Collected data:

▬▬▬

PR #202, opened 2021-10-01
NP-3204 Fix isbn validator.

Eirik-Eide-Saur:
No idea why all the json files where included but they became modified one way or another, same goes for the schema.yaml file

### DIFF
--- a/nva-datamodel-java/src/main/java/no/unit/nva/model/contexttypes/Book.java
+++ b/nva-datamodel-java/src/main/java/no/unit/nva/model/contexttypes/Book.java
@@ -26,7 +26,7 @@ public class Book implements BasicContext {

▬▬▬

WORK INSTRUCTION: In the entries above, find each line that includes the string "model" and copy it.

ANSWER TO THIS TASK:
--- a/nva-datamodel-java/src/main/java/no/unit/nva/model/contexttypes/Book.java
+++ b/nva-datamodel-java/src/main/java/no/unit/nva/model/contexttypes/Book.java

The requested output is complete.